How ISconf Does Its Job

As has already been seen, ISconf relies on make for most of its functionality. Inasmuch as make can be said to have an API (Application Programming Interface), ISconf shares that API. Because make was developed with a very specific purpose, one that is relatively simple when compared to managing operating systems, it has a somewhat limited interface. ISconf inherits all of the limitations of this interface, but tacks some of its own liabilities onto it.

The make program organizes its commands into stanzas; each stanza is essentially self-contained and should perform a single, specific function. ISconf in turn associates these stanzas with hosts and host types. This actually means that ISconf's API is less functional than that of make, because one does not have access to make's full preconfiguration capabilities. Because it is the stanzas that ISconf associates with a host, and not the actual commands, these stanzas function as a mapping between a host and what is done on that host; the commands that a stanza executes could be changed to be something completely different and ISconf would never know, or a stanza name could be changed without changing its functionality and again ISconf would not notice.

What's worse, however, is that this means that each host has two lists associated with it - the list of stanzas and the list of commands actually executed - and neither can ever be modified after the fact. One cannot change the name of a stanza, because make will incorrectly conclude that it is a new stanza and will execute it again. One cannot change the commands that a stanza executes because it is only the old version of the commands that has been tested, and one has no way of really knowing if the new version of the commands will succeed if the host needs to be duplicated or rebuilt. This is a direct result of ISconf managing a list of make stanzas, rather than understanding or controlling what it is actually doing.

This is what really hurts ISconf in the long run. All code and all stanzas that have ever been executed on any host must be maintained until that host no longer exists, even if they are no longer in active use. And even if one has found a new way of managing a given function or file, all of the old methods must be maintained in case they are needed again during disaster or server duplication. This is because all hosts on the network are different in some ways (usually at least hostname and IP address), and although testing can reduce the likelihood of those differences causing problems, it cannot actually eliminate the possibility for problems. Not all dependencies are specifically encoded as such in ISconf; package installation may require a certain amount of free space in /var without there being a check that this space exists. In fact, if this amount of space is proportional to the size of the package being installed, it may not be a problem until an especially large package install is attempted.

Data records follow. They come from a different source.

PR #8355, opened 2020-06-05
Optimize swizzle strings in CgBinaryPrograms

sampletext32:
* Unify CgBinaryVertexProgram and CgBinaryFragmentProgram swizzle strings
* Optimize swizzle checks
* Avoid string reallocation by adding string.reserve and inserts
* Moves string construction closer to usage to not bother processing them if not needed


rpcs3/Emu/RSX/CgBinaryVertexProgram.cpp
```diff
@@ -35,7 +37,7 @@ std::string CgBinaryDisasm::GetMaskDisasm(bool is_sca)
 		if (d3.vec_writemask_w) ret += "w";
 	}
 
-	return ret.empty() || ret == "xyzw" ? "" : ("." + ret);
+	return ret.empty() || ret == f ? "" : ("." + ret);
```
elad335, line 40: This is actually a regression in optimization, it was *not* constructing any std::string and comparing const char* with it instead. 
If you really want to optimize do:
```suggestion
	return ret.empty() || ret == "xyzw"sv ? "" : ("." + ret);
```

sampletext32: f is constructed only once at the very beginning, I've done this to unify all methods

elad335: std::string copies the characters to a buffer of itself, std::string_view does not.

sampletext32: And in every other place there are checks with ```f```. Do you mean they all should be replaced with ```"xyzw"sv``` check

sampletext32: Done, please check.

rpcs3/Emu/RSX/CgBinaryFragmentProgram.cpp
```diff
@@ -47,18 +47,16 @@ void CgBinaryDisasm::AddCodeAsm(const std::string& code)
 std::string CgBinaryDisasm::GetMask()
 {
 	std::string ret;
+	ret.reserve(4);
 
-	static const char dst_mask[4] =
-	{
-		'x', 'y', 'z', 'w'
-	};
+	static const std::string dst_mask = "xyzw";
```
elad335, line 52:
```suggestion
	static constexpr std::string_view dst_mask = "xyzw";
```

sampletext32: And there is a question, it's equal everywhere. Maybe these should be moved out of method scope.

rpcs3/Emu/RSX/CgBinaryFragmentProgram.cpp
```diff
@@ -86,20 +84,28 @@ std::string CgBinaryDisasm::AddTexDisAsm()
...
 	if (swizzle == "xxxx") swizzle = "x";
-	if (swizzle == "yyyy") swizzle = "y";
-	if (swizzle == "zzzz") swizzle = "z";
-	if (swizzle == "wwww") swizzle = "w";
+	else if (swizzle == "yyyy") swizzle = "y";
+	else if (swizzle == "zzzz") swizzle = "z";
+	else if (swizzle == "wwww") swizzle = "w";
 
-	swizzle = swizzle == "xyzw" ? "" : "." + swizzle;
+	if (swizzle != "xyzw"sv)
```
elad335, line 101:
```suggestion
	if (!swizzle.starts_with("xyzw"sv))
```
It was bugged before.

sampletext32: Can you explain why this change is needed?
In previous version there was a strict check everywhere. And there can't be more than 4 chars, so starts_with will introduce confuse.

sampletext32: Not to introduce confuse, I might suggest using .compare. But still a question.

elad335: strncmp is more similar to .starts_with than .compare as it compares only a part of the string and not all of it.

elad335: there can be more than 4 chars afaik.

Two simple but common examples are presented to illustrate this point, both of them very common functions encountered in usage of ISconf. The first is usage of ISconf to manage packages on Sun Solaris systems. Initial package management was done by the author by creating a stanza for every package that needed to be installed, and then doing all the necessary work in each package.

add_cvs:
  mount -t nfs server:/export/pkg /mnt
  pkgadd -A /mnt/pkgadd_noask -d /mnt/cvs all
  touch $@
After a few of these stanzas were created, it became clear that some method of reducing code duplication needed to be developed. In response, a single script responsible for all package management was created, as well as a way of referring to that script using wildcards in make.
pkg/%:
  mkdir -p pkg
  pkginstall --isconf $@
  stamp $@

This script expects a complicated stanza name like pkg/add__java__1.4.1 to be passed to it, and it parses that name to figure out what it is supposed to do. However, because the initial package stanzas were already executed on all Solaris systems, they could never be replaced with this new method. Doing so would risk the new method failing because of its own existing preconditions, such as the new method requiring a package installed using the old method.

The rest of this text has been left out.